Smith has been a member of the AMA since she began medical school in August 2013. She is currently serving her second one-year term on the AMA Council on Medical Service and chairing the Council’s Committee on Health System Reform, where she has helped produce reports on a variety of issues, including improving affordability in health insurance exchanges, ensuring marketplace competition and health plan choice, and financing of long-term services and supports. Smith also served as one of three liaisons to the AMA’s Council on Science and Public Health during the preparation of the Councils’ joint report for Interim 2018.
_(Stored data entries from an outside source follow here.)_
PR #200, opened 2026-08-04
feat(scaffold): drop the redundant Buzz balance readout; raise buzzBudgetPerGen to a real ceiling; rebrand Comfy Cloud -> Comfy on Civitai

ZacxDev:
Four scaffold/branding cleanups from a recorded design review.

Docs counterpart: **civitai/civitai-developer-docs#31**

---

## A — Remove the redundant Buzz balance readout from the default scaffold

Every app an AI agent generates rendered blue/green/yellow Buzz chips + a total, because `page-money` (the **default** template — `internal/cmd/app_create.go`) did. Apps run inside the Civitai chrome, which **already shows the viewer's balance**, so the in-app copy is pure redundancy — and it competes with the real one whenever the two are briefly out of sync. Agents copy the scaffold, so it propagated into every generated app.

### Consumers of `useBuzzBalance()` — removed vs kept

| Consumer | Verdict | Why |
|---|---|---|
| `BalancePanel` (3× `PoolChip` + total) | **Removed** | The readout itself. Pure duplication of host chrome. |
| `PoolChip`, `POOL_COLORS`, `balancePanelStyle`, `balanceTotalStyle`, `poolChipStyle`, `poolDotStyle`, `poolValueStyle` | **Removed** | Dead once the panel is gone — no other referents (verified by grep + a clean `tsc --noEmit` on a generated app). |
| `loading` / `error` from the hook | **Removed** | Only ever read by the panel's degraded states. |
| **`balance` → `AccountPicker`** | **KEPT** | Annotates *which account can actually fund this generation* (`· 0` + a `title` on an empty pool). This is app-specific context the host chrome cannot provide — it's reasoning about spend, not re-displaying a number. |
| **`refetch` → post-success effect** | **KEPT** | A generation debits the pools; without the refetch the picker's 0-annotations go stale immediately after the spend that caused them. |

`useBuzzBalance` itself is **not** blanket-removed — only the readout is.

### Coverage

Not deleted to make things pass — **net +1 test** (baseline 137 → 138):

- `renders the 3-pool Buzz balance` → **`does NOT render a Buzz balance readout`** (asserts all five `pm-balance*` testids absent, after waiting for a post-`BLOCK_INIT` frame so it can't pass vacuously).
- **NEW** `the balance IS consumed: the account picker annotates a 0-Buzz pool` — the positive control. A zero-assertion alone can't distinguish "readout removed" from "balance no longer reaching the app"; this proves the hook still delivers (yellow 80 / blue 20 / **green 0** → only green annotated).
- `gracefully shows "unavailable"` → **`a failed balance read degrades silently`** — the graceful-degradation path is retained, retargeted at the picker.
- The anon test's `pm-balance` assertion was **dropped, deliberately**: with no readout for any viewer it would pass regardless and prove nothing about the anon path. Its absence is guarded by its own test.
- Go side: `mustContain(app, "pm-balance")` → `mustNotContain` for `pm-balance`, `BalancePanel`, `PoolChip`, `POOL_COLORS` — so re-adding a readout under a *different* testid still trips it.

The generated README now teaches the rule instead of the pattern.

---

## B — "Comfy Cloud" → "Comfy on Civitai"

The Comfy project holds a trademark on "Comfy Cloud". **39 occurrences** in this repo (more than a line-grep suggests — 3 were line-wrapped across a newline, and 4 more were case/hyphen variants a case-sensitive pass missed: `/comfy cloud recipe/i` in an e2e selector and 3× `Comfy-Cloud`). The regex variant was caught by *running the generated app's suite*, not by review.

### User-facing (39 renamed)

| Surface | Count |
|---|---|
| CLI help — `app_create.go` | 3 |
| CLI stdout — `app_init.go` | 4 (1 string + 3 comment) |
| Issue template `request-recipe.yml` (name, description, body) | 3 |
| Generated README `page-money/README.md.tmpl` | 2 |
| Generated app UI + comments `App.tsx.tmpl` (incl. the tab label + 2 Alert titles) | 6 |
| Generated app `comfy.ts` / `generation.ts` / tests | 12 |
| Go test assertions + comments | 9 |

### Internal — deliberately NOT renamed

- `customComfy` — the `WorkflowBody` discriminant (**35** in-repo / 25 in a generated app)
- `starter-comfy-txt2img` — the server-registered recipe id (**13** / 12)
- `civitai_app_block_customcomfy_*` — **not present in this repo** (metric names live in `civitai/civitai`); nothing to protect here.

---

## C — `page-vite`: React `^18.3.1` → `^19.0.0`

Bumped. The template uses only `createRoot` (`react-dom/client`), `React.StrictMode`, `useState`, `useEffect` — none of React 19's removals (`ReactDOM.render`, `findDOMNode`, string refs, legacy context, `defaultProps` on function components) apply. Left `@vitejs/plugin-react@^4` / `vite@^6` alone — verified working rather than assumed.

---

## D — `buzzBudgetPerGen` default `40` → `300` (safety ceiling, not an estimate)

`buzzBudgetPerGen` bounds what a **malicious or exploited app can spend per generation**. It is not a forecast. The scaffold shipped **40** — the starter Comfy recipe's per-job ceiling (30) **plus 10**. That is worst-case-plus-margin, i.e. estimate-shaped, and since `page-money` is the *default* template, every generated app inherited it and taught authors' agents to size the field like a forecast.

It also blocked a fix: a CLI "this value looks too small" warning can't exist while any threshold catching an author's ~50 would also fire on our own 40.

### Why 300

The scaffold's worst case per generation is **30** — the hard, server-enforced per-job ceiling of `starter-comfy-txt2img`, the priciest thing this template can invoke. (The txt2img sample is cheaper; that's exactly why 40 "also covered" it.) **300 = 10× that.**

The multiple comes from the asymmetry, not from taste:

| | Consequence |
|---|---|
| **Too low** | Refused at a **pre-submit gate** — nothing runs, nothing is charged — but the app is **broken for every user** until a new manifest version ships **and is re-approved**. |
| **Too high** | Nothing. The headroom is **never spent**: the server re-prices and hard-caps every generation at the real per-job ceiling, and clamps the manifest value to the platform per-gen cap at mint. The schema sets only `exclusiveMinimum: 0` — no upper bound. |

So the value must absorb a pricier checkpoint, a full 5-LoRA stack (`MAX_LORAS`), a future recipe with a higher ceiling, and Buzz repricing — and must be unmistakably *not* a forecast. 300 against a 30 worst case cannot be misread as one; 40 can.

### Sites changed

- `templates/page-money/block.manifest.json.tmpl` — authoritative (the server reads this at mint)
- `templates/page-money/src/generation.ts.tmpl` — the `PAGE_BUZZ_BUDGET` mirror
- `scaffold_test.go` — assertion + a **new seam guard**

### New seam guard

The budget lives in **two** files and nothing at runtime reconciles them, so a drifted mirror silently misinforms the author. The guard now parses the number the **rendered** manifest actually emitted and requires `PAGE_BUZZ_BUDGET` to equal it — pinning the *relationship*, not just each value. Mutation-verified: drifting only the mirror fails on `PAGE_BUZZ_BUDGET`; reverting both to 40 fails the literal assertion **and** the parsed-value check, with distinct messages.

Also corrected a comment that contradicted the code: `PAGE_BUZZ_BUDGET` was documented as driving a client-side "Top up · N" CTA, but it has **no consumer** in the scaffold.

### 🔴 Stale prose left in place — needs routing to cli#199

The generated README still names the old number. I did not edit it (budget guidance is owned by cli#199):

- `templates/page-money/README.md.tmpl:113` — *"That's why `page.buzzBudgetPerGen` is **40**: it must reserve at least the recipe's ceiling (30) and also covers a cheap txt2img gen."*
- `templates/page-money/README.md.tmpl:119` — *"so **40** is the per-gen ceiling for the txt2img sample too"*

Both now contradict the manifest, **and both articulate the very "ceiling + margin" reasoning this change removes** — so they need rewriting, not just a number swap.

Two more in the docs repo, same owner (docs#30), also untouched by my docs PR:
- `apps/guide/comfy-cloud.md:158` — a manifest sample with `"buzzBudgetPerGen": 40`
- `apps/guide/comfy-cloud.md:167` — *"pairs `buzzBudgetPerGen: 40` with the `starter-comfy-txt2img` recipe"*

### Not changed: `examples/buzz-generator.block.manifest.json` (sets `10`)

Same anti-pattern, and it would trip any "too small" warning — but the repo README states these examples are **"copied from the shipping `civitai-block-*` apps"**, so editing the value would falsify that provenance claim. It is a record of a real app, not a scaffold default. Flagging rather than silently rewriting: either the shipped app's budget needs raising, or the "a good reference for a correct manifest" framing needs dropping.

---

## Verification

- `go build ./...` clean; `gofmt -l` empty.
- `go test ./...` — **1332 RUN / 1330 PASS / 2 SKIP / 0 FAIL**, 16 packages ok (counted and reconciled exactly, not read off an exit code).
- **Generated a real app from the edited templates** and ran its own gates: `npm test` **138/138 pass** (11 files), `npm run typecheck` **0 errors**. Baseline generated from `origin/main`: **137 pass** → net +1, nothing dropped.
- Typechecker validated against a known-bad input first (injected type error → 2 errors; 0 under test), so the clean result is not a fact about the command line.
- **Mutation-checked every new guard**, each failing for its *own* reason: re-adding a `pm-balance` testid → `TestRenderPageMoney`: `expected NOT to contain "pm-balance"`; reverting the help string → `TestAppCreateHelpMentionsComfy`. Both green again after restore.
- `page-vite`: generated, `npm install` (react **19.2.8**), `npm run build` succeeded (29 modules, dist emitted).
- Budget: generated an app and confirmed the **emitted** manifest carries `"buzzBudgetPerGen": 300`; `civitai app validate` passes; generated suite still 138/138 with 0 TS errors.

https://claude.ai/code/session_01R7ZCxbgcsv3WfsSJrYdSCi

### DIFF
--- a/.github/ISSUE_TEMPLATE/request-recipe.yml
+++ b/.github/ISSUE_TEMPLATE/request-recipe.yml
@@ -1,12 +1,12 @@
-name: Request a Comfy Cloud recipe
-description: Request a new Civitai Comfy Cloud (customComfy) recipe your App can invoke.
+name: Request a Comfy on Civitai recipe
+description: Request a new Comfy on Civitai (customComfy) recipe your App can invoke.
 title: "[Recipe request] "
 labels: ["recipe-request"]
 body:
   - type: markdown
     attributes:
       value: |
-        **Comfy Cloud recipes are server-registered + code-reviewed** — an App can't ship its own graph. The iframe only picks a **recipe id** plus a small, per-recipe-validated `params` object; the Civitai server owns the ComfyUI graph, the resource allowlist, the checkpoint policy, and a hard per-job Buzz ceiling.
+        **Comfy on Civitai recipes are server-registered + code-reviewed** — an App can't ship its own graph. The iframe only picks a **recipe id** plus a small, per-recipe-validated `params` object; the Civitai server owns the ComfyUI graph, the resource allowlist, the checkpoint policy, and a hard per-job Buzz ceiling.
 
         Use this form to request a NEW recipe. Describe the graph/workflow you want, the params your App needs to expose, and the use case. We'll review it and, if approved, register it as a recipe id you can invoke via `buildComfyBody({ recipe, params })` (see `src/comfy.ts` in the page-money scaffold).
   - type: input
--- a/internal/cmd/app_create.go
+++ b/internal/cmd/app_create.go
@@ -29,17 +29,17 @@ immediately runnable (npm install && npm run dev:harness), test-green, and
 validates clean.
 
 The default scaffold ships TWO samples in the one app: a runnable txt2img money
-path AND a Comfy Cloud (customComfy) sample that runs a server-registered recipe
+path AND a Comfy on Civitai (customComfy) sample that runs a server-registered recipe
 (invite-only beta) — both share the estimate -> consent -> submit -> poll driver,
 switched by an on-screen mode toggle. Both work end-to-end in "npm run
-dev:harness" (mock host); see the generated README's "Comfy Cloud sample" section.
+dev:harness" (mock host); see the generated README's "Comfy on Civitai sample" section.
 
 Templates (override with --template):
   static      a no-build page app (index.html + a tiny JS, no build step)
   page-vite   a vite + React page app (config-as-code build: buildCommand + outputDir)
   page-money  a vite + React + TS full-page (W10) money-path app wired to the
               published App SDK (estimate -> consent -> submit -> poll -> Buzz
-              spend); includes a txt2img + a Comfy Cloud (customComfy) sample
+              spend); includes a txt2img + a Comfy on Civitai (customComfy) sample
               [default for create]
 
 The display name can be free-form ("My Cool Block"); it is slugified for the
--- a/internal/cmd/app_create_cmd_test.go
+++ b/internal/cmd/app_create_cmd_test.go
@@ -108,10 +108,10 @@ func TestAppCreateDefaultsToPageMoney(t *testing.T) {
 	if !strings.Contains(stdout, "beta access") {
 		t.Errorf("create should gate submit/dev-tunnel under a beta-access heading:\n%s", stdout)
 	}
-	// The Comfy Cloud (customComfy) sample is surfaced (finding #2: it was
+	// The Comfy on Civitai (customComfy) sample is surfaced (finding #2: it was
 	// undiscoverable) — honestly flagged as invite-only beta.
-	if !strings.Contains(stdout, "Comfy Cloud") {
-		t.Errorf("create should surface the Comfy Cloud sample in the output:\n%s", stdout)
+	if !strings.Contains(stdout, "Comfy on Civitai") {
+		t.Errorf("create should surface the Comfy on Civitai sample in the output:\n%s", stdout)
 	}
 	// The trimmed message drops the old multi-line Buzz/OAuth/personal-key
 	// paragraph (dev:live now lives in dev-token/README, not the scaffold banner).
@@ -137,7 +137,7 @@ func TestAppCreateDefaultsToPageMoney(t *testing.T) {
 	}
 }
 
-// TestAppCreateHelpMentionsComfy guards finding #2: the Comfy Cloud sample must
+// TestAppCreateHelpMentionsComfy guards finding #2: the Comfy on Civitai sample must
 // be discoverable from `civitai app create --help` (it was previously described
 // as a txt2img-only app).
 func TestAppCreateHelpMentionsComfy(t *testing.T) {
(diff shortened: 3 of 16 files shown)


ZacxDev:
### README budget guard: measured, but it cannot live in this PR

Feedback was that my seam guard here pins manifest ↔ `generation.ts` — the pair that did **not** drift — while the README (the writer with the actual drift history) is unguarded. Correct, and I wrote + mutation-verified the README guard.

It can't ship in #200. The guard asserts the rendered README names the budget the rendered manifest emitted, and each PR moves exactly one of those two values:

| tree | manifest | README | guard |
|---|---|---|---|
| **#200 alone** | 300 | 40 | 🔴 RED |
| **#199 alone** (`d6c7889`) | 40 | 300 | 🔴 RED |
| **merged** | 300 | 300 | ✅ GREEN |

Since **#200 must merge before #199**, adding it here makes this PR red and deadlocks the chain. I did not push it and did not weaken it. This PR stays green: `1332 RUN / 1330 PASS / 2 SKIP / 0 FAIL`, 16 pkgs.

Full evidence + a ready-to-apply patch is posted on **#199**, where it goes green once that branch rebases onto a `main` containing this PR.

Note this PR does still ship manifest `300` against a README saying `40` — that inconsistency is real, is what #199 fixes, and the merge of the two is clean (`git merge-tree --write-tree` exit 0, verified).

https://claude.ai/code/session_01R7ZCxbgcsv3WfsSJrYdSCi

Additionally, she has served in numerous positions with the AMA Medical Student Section, including as MSS Delegate on the Governing Council, House of Delegates Coordinating Committee Chair, and Reference Committee member. She has also been involved in the AMA Women Physicians Section, including as a Reference Committee team leader for the Handbook Review Committee and a Policymaking Committee member.
She is also a member of the California Medical Association (CMA), and serves on the CMA Council on Medical Services, which studies and makes recommendations concerning medical service financing and delivery, cost and quality reporting, insurance and reimbursement. She previously served on the CALPAC Board of Directors and CMA Council on Legislation.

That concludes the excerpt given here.